In the case of vegetation-covered areas, since the soil is not exposed, it is impossible to detect heavy metal contamination in the soil by methods such as aerial photography, so it is used as an indicator of metal contamination of the soil by using the spectroscopic characteristics according to the arsenic content of the leaves of plants. This is possible.

In particular, about 64% of the Republic of Korea is forest, and most of the territory is covered with vegetation, and pine is the most native tree species in Korea. Therefore, if the arsenic content of pine leaves is measured, it is expected that metal contamination of the soil in the region can be investigated.

Hereinafter, an embodiment of the present invention as described above will be described in detail with reference to the drawings. 1 is a block diagram of an arsenic content exploration apparatus 100 (hereinafter referred to as'exploration apparatus') in pine trees using hyperspectral data according to an embodiment of the present invention.

As shown, the exploration device 100 includes a detection unit 10 for acquiring a hyperspectral image of a pine tree, and an analysis unit 20 for analyzing the arsenic content in the pine tree using an image acquired through the detection unit 10 Consists of

When the pine tree contains arsenic, the exploration device 100 of the present invention causes a variation in the content of chlorophyll, and this is indicated by spectroscopic properties, so that the content of arsenic contained in the pine tree is determined using a hyperspectral image of the pine tree. It is characterized by detecting.

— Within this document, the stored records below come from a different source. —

Issue #570, opened 2021-03-15
SFTP ls retrieves always detailed listing


juliospain:
The ls implementation for SFTP always retrieves the detailed info of each file or directory, just to throw it out if detailed was not needed.

```
    def ls(self, path, detail=False):
        out = ["/".join([path.rstrip("/"), p]) for p in self.ftp.listdir(path)]
        out = [self.info(o) for o in out]
        if detail:
            return out
        return sorted([p["name"] for p in out])
```

I have not tried it but something like this would make more sense:

```
    def ls(self, path, detail=False):
        paths = ["/".join([path.rstrip("/"), p]) for p in self.ftp.listdir(path)]
        if detail:
            return [self.info(p) for p in paths]
        else:
            return sorted(paths)
```

martindurant:
Sounds reasonable! The only reason to catch the info every time, is if we cache it - but we currently don'e

juliospain:
Funny thing, looking at the paramiko implementation and details, listdir is retrieving ALL the entries attributes and then returning only the names.

The entry details can be obtained using "listdir_attr" in a very efficient way. This takes in my use case around 370ms as opposed to the current implementation entry by entry 14seconds....

I'll work a PR out of this.

juliospain:
Closed with #571

Issue #526, opened 2021-02-02
Add ctime/mtime to list of expected values in info


martindurant:
Created and/or modified time is returned in the file info of most backends. We should endeavour to surface these in the file info dict with a common format (`datetime.datetime`? unix timestamp?) and key names.

e.g., 
```diff
--- a/fsspec/implementations/local.py
+++ b/fsspec/implementations/local.py
@@ -78,6 +78,8 @@ class LocalFileSystem(AbstractFileSystem):
                 result["size"] = out2.st_size
             except IOError:
                 result["size"] = 0
+        result['created'] = datetime.datetime.utcfromtimestamp(result["created"])
+        result['modified'] = datetime.datetime.utcfromtimestamp(result["mtime"])
         return result
```

martindurant:
Marked as "good first issue" because this should be simple per implementation, but there are quite a few implementations to go through.

ap--:
## A list of filesystems and their info keys

I collected some about the `.info()` dicts of the different filesystems.
Posting it here in case it might be useful:

### AbstractFileSystem

"name", "size", "type"  

https://github.com/fsspec/filesystem_spec/blob/2a8e0ee2b9e8fc4f24e9fa2b257c1599a9e4711a/fsspec/spec.py#L669-L670


### arrow

"name", "size", "type", "mtime" (datetime | float | None)

https://github.com/fsspec/filesystem_spec/blob/2a8e0ee2b9e8fc4f24e9fa2b257c1599a9e4711a/fsspec/implementations/arrow.py#L101-L118

https://arrow.apache.org/docs/python/generated/pyarrow.fs.FileInfo.html#pyarrow.fs.FileInfo


### dask

returns whatever the remote fs returns.

https://github.com/fsspec/filesystem_spec/blob/2a8e0ee2b9e8fc4f24e9fa2b257c1599a9e4711a/fsspec/implementations/dask.py#L93-L97

### data

"name", "size", "type", "mimetype"

https://github.com/fsspec/filesystem_spec/blob/2a8e0ee2b9e8fc4f24e9fa2b257c1599a9e4711a/fsspec/implementations/data.py#L31-L35


### dbfs

"name", "size", "type"

https://github.com/fsspec/filesystem_spec/blob/2a8e0ee2b9e8fc4f24e9fa2b257c1599a9e4711a/fsspec/implementations/dbfs.py#L84-L90


### dirfs

returns whatever the remote fs returns.

[...]

PR #571, opened 2021-03-16
Faster implementation of SFTP listdir

juliospain:
As discussed in issue #570, a faster implementation of ls for SFTP using the already available paramiko functions.

### DIFF
--- a/fsspec/implementations/sftp.py
+++ b/fsspec/implementations/sftp.py
@@ -1,3 +1,4 @@
+import logging
 import datetime
 import types
 import uuid
--- a/fsspec/implementations/sftp.py
+++ b/fsspec/implementations/sftp.py
@@ -1,3 +1,4 @@
+import datetime
 import types
 import uuid
 from stat import S_ISDIR, S_ISLNK
@@ -6,6 +7,8 @@ import paramiko
 
 from .. import AbstractFileSystem
 from ..utils import infer_storage_options
+
+logger = logging.getLogger("fsspec.sftp")
 
 
 class SFTPFileSystem(AbstractFileSystem):
@@ -43,6 +46,7 @@ class SFTPFileSystem(AbstractFileSystem):
         self._connect()
 
     def _connect(self):
+        logger.debug("Connecting to SFTP server %s" % self.host)
         self.client = paramiko.SSHClient()
         self.client.set_missing_host_key_policy(paramiko.AutoAddPolicy())
         self.client.connect(self.host, **self.ssh_kwargs)
@@ -60,6 +64,7 @@ class SFTPFileSystem(AbstractFileSystem):
         return out
 
     def mkdir(self, path, mode=511):
+        logger.debug("Creating folder %s" % path)
         self.ftp.mkdir(path, mode)
 
     def makedirs(self, path, exist_ok=False, mode=511):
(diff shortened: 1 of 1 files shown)


fsspec/implementations/sftp.py
```diff
@@ -78,34 +78,46 @@ def rmdir(self, path):
...
+            "name": "",
+            "size": stat.st_size,
             "type": t,
-            "uid": s.st_uid,
-            "gid": s.st_gid,
-            "time": s.st_atime,
-            "mtime": s.st_mtime,
+            "uid": stat.st_uid,
+            "gid": stat.st_gid,
+            "time": stat.st_atime,
```
martindurant, line 99: Maybe a good time to settle on standard names for these fields, when available - see https://github.com/intake/filesystem_spec/issues/526

fsspec/implementations/sftp.py
```diff
@@ -78,34 +78,46 @@ def rmdir(self, path):
         self.ftp.rmdir(path)
 
     def info(self, path):
-        s = self.ftp.stat(path)
-        if S_ISDIR(s.st_mode):
+        stat = self._decode_stat(self.ftp.stat(path))
+        stat["name"] = path + "/" if stat["type"] == "directory" else path
```
martindurant, line 82: Isn't "/" also added in `_decode_stat`?

fsspec/implementations/sftp.py
```diff
@@ -78,34 +78,46 @@ def rmdir(self, path):
...
         }
+        if parent_path:
+            out["name"] = "/".join([parent_path.rstrip("/"), stat.filename])
+            out["name"] += "/" if t == "directory" else ""
+        return out
 
     def ls(self, path, detail=False):
-        out = ["/".join([path.rstrip("/"), p]) for p in self.ftp.listdir(path)]
-        out = [self.info(o) for o in out]
+        stats = [self._decode_stat(stat, path) for stat in self.ftp.listdir_iter(path)]
```
martindurant, line 108: +1

fsspec/implementations/sftp.py
```diff
@@ -78,34 +78,46 @@ def rmdir(self, path):
...
+            return stats
+        else:
+            paths = [stat["name"] for stat in stats]
+            return sorted(paths)
 
     def put(self, lpath, rpath):
         self.ftp.put(lpath, rpath)
 
     def get(self, rpath, lpath):
+        print(rpath)
```
martindurant, line 119: debug?

martindurant: NB: would be very reasonable to add a logger "fsspec.sftp" and add logging statements to the various methods.

martindurant (commented):
Thanks for working on this, looks like it's near.

fsspec/implementations/sftp.py
juliospain: Argh. Damn it. This was added several days ago and forgot to remove it.

fsspec/implementations/sftp.py
juliospain: The thing here is that I didn't want to duplicate all the `_decode_stat` functionality. However, the path name in one case (`info`) is only retrieved from the `info` argument, and in the case of `ls` is retrieved from the `stat` object (only the filename, the complete path needs to be added with the `ls` path argument)

The way to handle is a little bit dirty, I pass the "parent_path" to construct the name there, otherwise it is done "outside" (for info)

fsspec/implementations/sftp.py
juliospain: Good point the one raised in #526. I can do the conversion here already if it is decided.

fsspec/implementations/sftp.py
martindurant: So long as we don't end up with "//".

juliospain: By the way, is there a convention that directories end with "/"? (I just followed the existing code)

I am just asking because of other modules do explicitly omit the final '/' (os.path.normpath or pathlib)

martindurant: Now you mention it, since it already says "directory", it probably makes sense to drop it, and that also makes the code here simpler.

More specifically, the detection unit 10 includes a light source unit 11 that irradiates light to the pine tree, a reflectivity measurement unit 12 that receives the hyperspectral image reflected by the light irradiated from the light source unit 11 and reflected from the pine tree, It includes an optical information transmission unit 13 for wirelessly or wired transmission of the hyperspectral image received through the reflectivity measurement unit 12 to the analysis unit 20.

The light source unit 11 is configured to irradiate light with a halogen light source in a region of visible light, infrared light, and short-wave infrared light (350 to 2500 nm) on the soil to be measured.

The reflectivity measurement unit 12 is configured to receive the reflected spectral image by reflecting the light irradiated from the light source unit 11 from the pine leaf. The reflectivity measuring unit 12 may be configured to measure the reflectivity by arranging pine leaf samples at a constant thickness on a black-surface and in parallel and vertically facing each other. The reflectivity measurement unit 12 may be configured to optimize the measured image information and white-balance to obtain accurate information. The reflectivity measurement unit 12 divides the light-receiving information into three ranges of 350 to 1000 nm, 1000 to 1800 nm, and 1800 to 2500 nm, and rearranges the optical information measured at a resolution of 3 to 6 nm into a reflectivity value in units of 1 nm, so that the optical information is stored. It can be configured to be transmitted. The reason why the light-receiving information is divided into three areas is to detect a wavelength area sensitive to arsenic content. For example, the optical properties that can occur as plants accumulate arsenic in the body are due to a decrease in the amount of chlorophyll. The change in optical properties clearly occurs in the visible-near infrared band (350-1000 nm). The wavelength range required for the arsenic content in pine trees will be described in detail in the arsenic content exploration method described later.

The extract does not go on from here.